PR #26, opened 2016-10-21
Add check for if company exists and is active

richtier:
[this task](https://uktrade.atlassian.net/browse/ED-261)

We will also need to change `directory-api-client` and `directory-ui` to treat the endpoint as a generic "validate the company number" rather than a "validate the uniqueness of the company number".


company/helpers.py
```diff
@@ -0,0 +1,24 @@
...
+import logging
+
+import requests
+from requests.auth import HTTPBasicAuth
+
+from django.conf import settings
+
+
+logger = logging.getLogger(__name__)
+company_profile_url = 'https://api.companieshouse.gov.uk/company/{number}'
```
monikasulik: I know it's highly unlikely this will ever change, but to me it's the sort of thing that feels like it belongs in settings.py

company/serializers.py
```diff
@@ -1,6 +1,6 @@
 from rest_framework import serializers
 
-from company import models
+from company import models, validators
```
monikasulik: Shouldn't these be in the validators repo if we're going with the separate repo route?

company/validators.py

• [PROBLEM DESCRIPTION]
All lines of the material that contain the string "serializers" are to be copied.

• [EXPECTED OUTPUT]
company/serializers.py
 from rest_framework import serializers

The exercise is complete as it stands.